PR #6612, opened 2020-09-14
Bug 1878700: Fix Add Pipeline Trigger for Pipeline Operator 1.1

jerolimov:
**Fixes**: 
https://issues.redhat.com/browse/ODC-4496
https://bugzilla.redhat.com/show_bug.cgi?id=1878700

**Analysis / Root cause**:
With the OpenShift Pipeline Operator 1.1 a new version of Pipeline Trigger CRDs was released. The new version was 0.6.

In [0.5.0](https://github.com/tektoncd/triggers/releases/tag/v0.5.0) (we didn't see this version in the Operator) they deprecated `{{spec.triggers[].bindings[].name}}`.

In [0.6.0](https://github.com/tektoncd/triggers/releases/tag/v0.6.0) (TP2 - 1.1 of the Operator) it has been removed in favour of deprecated `{{spec.triggers[].bindings[].ref}}`.

So we need to change the [EventListener generation (source code)](https://github.com/openshift/console/blob/abc92b97a094343b2031d9fd0ac1b14df76a3677/frontend/packages/dev-console/src/components/pipelines/modals/triggers/resource-utils.ts#L45) in a way we support OpenShift Pipeline Operator 1.0 and 1.1.

**Solution Description**: 
The code checks the installed OpenShift Pipeline Operator version. If it finds the version 0.x or 1.0.x it uses the old EventListener format, and the new one format otherwise (also in the case the Operator version check fails).

No visual change here.

Add new tests for the new `getPipelineOperatorVersion` method.

```
 PASS  packages/dev-console/src/components/pipelines/__tests__/pipeline-operator.spec.ts
  getPipelineOperatorVersion
    ✓ should fetch the ClusterServiceVersion from the api (1ms)
    ✓ should return the active ClusterServiceVersion if multiple returns (1ms)
    ✓ should fetch the latest (highest) ClusterServiceVersion from the api
    ✓ should return null if there is no ClusterServiceVersion available (1ms)
    ✓ should return null if there is no matching ClusterServiceVersion available
```

**Test setup:**
* Add the OpenShift Pipeline Operator in the Version 1.0 and 1.1.
* Create a new Pipeline
* Add a trigger

**Browser conformance**: 

- [x] Chrome
- [ ] Firefox
- [ ] Safari
- [ ] Edge

### DIFF
--- a/frontend/packages/dev-console/src/components/pipelines/resource-types/triggers.ts
+++ b/frontend/packages/dev-console/src/components/pipelines/resource-types/triggers.ts
@@ -27,9 +27,16 @@ export type TriggerTemplateKind = K8sResourceCommon & {
 };
 
 export type EventListenerKindBindingReference = {
-  // TriggerBinding / ClusterTriggerBinding name reference
-  name: string;
-  kind?: string;
+  // TriggerBinding / ClusterTriggerBinding reference
+  kind: string;
+  // Ref is used since Tekton Triggers 0.5 (part of OpenShift Pipeline Operator 1.1)
+  ref: string;
+  // We also support older operators, so need to show & save the old field as well.
+  // https://github.com/tektoncd/triggers/pull/603/files
+  // https://github.com/tektoncd/triggers/releases/tag/v0.5.0 and
+  // https://github.com/tektoncd/triggers/releases/tag/v0.6.0
+  /** @deprecated use ref instead */
+  name?: string;
 };
 
 export type EventListenerKindTrigger = {
--- a/frontend/packages/dev-console/src/components/pipelines/utils/__tests__/pipeline-operator.spec.ts
+++ b/frontend/packages/dev-console/src/components/pipelines/utils/__tests__/pipeline-operator.spec.ts
@@ -1,0 +1,124 @@
+import { k8sList } from '@console/internal/module/k8s';
+import { ClusterServiceVersionKind } from '@console/operator-lifecycle-manager';
+import { getPipelineOperatorVersion } from '../pipeline-operator';
+
+jest.mock('@console/internal/module/k8s', () => ({
+  k8sList: jest.fn(),
+}));
+
+beforeEach(() => {
+  jest.resetAllMocks();
+});
+
+const k8sListMock = k8sList as jest.Mock;
+
+describe('getPipelineOperatorVersion', () => {
+  it('should fetch the ClusterServiceVersion from the api', async () => {
+    const csvs = [
+      {
+        metadata: { name: 'openshift-pipelines-operator.v1.0.1' },
+        spec: { version: '1.0.1' },
+        status: { phase: 'Succeeded' },
+      } as ClusterServiceVersionKind,
+    ];
+    k8sListMock.mockReturnValueOnce(Promise.resolve(csvs));
+
+    const version = await getPipelineOperatorVersion('unit-test');
+
+    expect(version.raw).toBe('1.0.1');
+    expect(version.major).toBe(1);
+    expect(version.minor).toBe(0);
+    expect(version.patch).toBe(1);
+    expect(k8sList).toHaveBeenCalledTimes(1);
+  });
+
+  it('should return the active ClusterServiceVersion if multiple returns', async () => {
+    const csvs = [
+      {
+        metadata: { name: 'openshift-pipelines-operator.v1.0.1' },
+        spec: { version: '1.0.1' },
+        status: { phase: 'Succeeded' },
+      } as ClusterServiceVersionKind,
+      {
+        metadata: { name: 'openshift-pipelines-operator.v1.1.1' },
+        spec: { version: '1.1.1' },
+        status: { phase: 'Pending' },
+      } as ClusterServiceVersionKind,
+    ];
+    k8sListMock.mockReturnValueOnce(Promise.resolve(csvs));
+
+    const version = await getPipelineOperatorVersion('unit-test');
+
+    expect(version.raw).toBe('1.0.1');
+    expect(version.major).toBe(1);
+    expect(version.minor).toBe(0);
+    expect(version.patch).toBe(1);
+    expect(k8sList).toHaveBeenCalledTimes(1);
+  });
+
+  it('should fetch the latest (highest) ClusterServiceVersion from the api', async () => {
+    const csvs = [
+      {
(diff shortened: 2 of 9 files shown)


andrewballantyne:
@jerolimov You have TS errors, I think it's causing the whole CI stack to fail:

```
ERROR in /go/src/github.com/openshift/console/frontend/packages/dev-console/src/components/pipelines/utils/triggers.ts
(171,19): Property 'name' does not exist on type 'EventListenerKindBindingReference'.
ERROR in /go/src/github.com/openshift/console/frontend/packages/dev-console/src/components/pipelines/utils/triggers.ts
(199,20): Property 'name' does not exist on type 'EventListenerKindBindingReference'.
```

jerolimov:
> You have TS errors, I think it's causing the whole CI stack to fail:

@andrewballantyne Thanks for that hint. :) Fixed the TS error. This fixes also an issue that the `ClusterTriggerBinding` name (or now ref) was not shown on the EventListener detail page. We talked about this issue already.

Previously it does not show the name for Pipeline Triggers which was created with 1.1.

I noticed that Pipeline Triggers which was created with 1.0 does not run in 1.1. But this is true for all Pipeline objects I think. The pipelines itself also doesn't work after the update. Since everything is Tech Preview and Alpha here I think this is "okayish"

frontend/packages/dev-console/src/components/pipelines/resource-types/triggers.ts
```diff
@@ -27,9 +27,16 @@ export type TriggerTemplateKind = K8sResourceCommon & {
...
+  // TriggerBinding / ClusterTriggerBinding reference
+  kind: string;
+  // Ref is used since Tekton Triggers 0.5 (part of OpenShift Pipeline Operator 1.1)
+  ref: string;
+  // We also support older operators, so need to show & save the old field as well.
+  // https://github.com/tektoncd/triggers/pull/603/files
+  // https://github.com/tektoncd/triggers/releases/tag/v0.5.0 and
+  // https://github.com/tektoncd/triggers/releases/tag/v0.6.0
+  /** @deprecated use ref instead */
+  name?: string;
```
rottencandy, line 39: Wondering if we might be able to use `keyof` here, or would it become too verbose? Especially since `name` is deprecated.

jerolimov: Don't know what the solution looks like then. But the usage in triggers.ts works fine with name and at least VScode shows these deprecated hint. But I'm open to see and try an example here. /me open the TS keyof definition :)

jerolimov:
The current solution uses the Tekton CRD version labels. Unfortunately these are not readable for all users / developers. Will change the solution and remove the WIP label after that.

jerolimov:
@andrewballantyne @rottencandy I changed the implementation to check the OpenShift Pipeline Operator version, which is part of the operator name. I extracted the code into an utils function.

frontend/packages/dev-console/src/components/pipelines/utils/pipeline-operator.ts
```diff
@@ -0,0 +1,27 @@
...
+import { k8sList } from '@console/internal/module/k8s';
+
+export const getPipelineOperatorVersion = async (namespace: string): Promise<SemVer | null> => {
+  const allCSVs: ClusterServiceVersionKind[] = await k8sList(ClusterServiceVersionModel, {
+    ns: namespace,
+  });
+  const matchingCSVs = allCSVs.filter(
+    (csv) =>
+      csv.metadata?.name?.startsWith('openshift-pipelines-operator') &&
+      csv.status?.phase === ClusterServiceVersionPhase.CSVPhaseSucceeded,
```
jerolimov, line 16: @andrewballantyne @christianvogt Does it makes sense to check the status.phase of the Pipeline Operator to get the right version? If this is not required I could use `k8sListPartialMetadata` insteadof `k8sList` which makes the API response much smaller.

frontend/packages/dev-console/src/components/pipelines/utils/__tests__/pipeline-operator.spec.ts
```diff
@@ -0,0 +1,111 @@
...
+    expect(k8sList).toHaveBeenCalledTimes(1);
+  });
+
+  it('should return null if there is no ClusterServiceVersion available', async () => {
+    k8sListMock.mockReturnValueOnce(Promise.resolve([]));
+    await expect(getPipelineOperatorVersion('unit-test')).resolves.toBe(null);
+    expect(k8sList).toHaveBeenCalledTimes(1);
+  });
+
+  it('should return null if there is no matching ClusterServiceVersion available', async () => {
```
andrewballantyne, line 94: Could you write one more test for valid items but not including a Pipeline Operator? I think you covered both sides (none and mixed), but I think there is still valid test possible here for just invalid ones.

jerolimov: added new test, it should return null if there is no pipeline operator at all

frontend/packages/dev-console/src/components/pipelines/utils/pipeline-operator.ts
```diff
@@ -0,0 +1,25 @@
...
+  );
+  const versions = matchingCSVs.map((csv) => parse(csv.spec.version)).filter(Boolean);
+  // Orders from small (oldest) to highest (newest) version
```
andrewballantyne, line 19: I'm confused by this comment vs the tests.

```suggestion
  // Orders versions from latest to earliest
```
You're grabbing the last one, the earliest version based on your tests.

jerolimov: The order after this `versions.sort(compare)` is 1.0, 1.1, 2.0, ... And then I selected the last one (to get the newest version). The comment was only for the `versions.sort` line. I will update that comment so that it matches both lines or do some code change. don't know yet.

andrewballantyne: Ah I was confused by your test... I didn't read the `phase` value. You're right. Apologizes -- ignore this thread.

andrewballantyne (approved):

jerolimov:
Because automatically check picking fails I created PR #6675 manually.

PR #6570, opened 2020-09-09
Bug 1877351: Add fallback to builder image detection

karthikjeeyar:
**Fixes**: https://issues.redhat.com/browse/ODC-4205

**Problem**:
If there are multiple builder image recommendations, then builder detection should pick the releavant builder image based on the list of supported builderImages.

**Solution**:
Builder image detection needs to match with the first supported builder images in the console.

**Screenshots**:
builder-image-issue

To Test: 

1. go to +Add -> From git
2. enter git repo url https://github.com/nodeshift-starters/react-web-app

Builder image detection should select `nodeJs` since `modern-web-app` is no longer supported by openshift imagestreams.

PR #6617, opened 2020-09-14
Bug 1878713: Add fallback to builder image detection

karthikjeeyar:
This is a manual cherry pick of https://github.com/openshift/console/pull/6570

Fixes: https://issues.redhat.com/browse/ODC-4205

Problem:
If there are multiple builder image recommendations, then builder detection should pick the releavant builder image based on the list of supported builderImages.

Solution:
Builder image detection needs to match with the first supported builder images in the console.

cc: @divyanshiGupta


andrewballantyne (approved):
/lgtm

Over cautious cherry-pick bot. Same diff as 4.6. Nearby lines are different but shouldn't impact.

markmc:
(patch manager) relatively low risk UX improvement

* What is being asked:
Report each line of the material above where the word "returns" appears.

* Response to the exercise:
    ✓ should return the active ClusterServiceVersion if multiple returns (1ms)
+  it('should return the active ClusterServiceVersion if multiple returns', async () => {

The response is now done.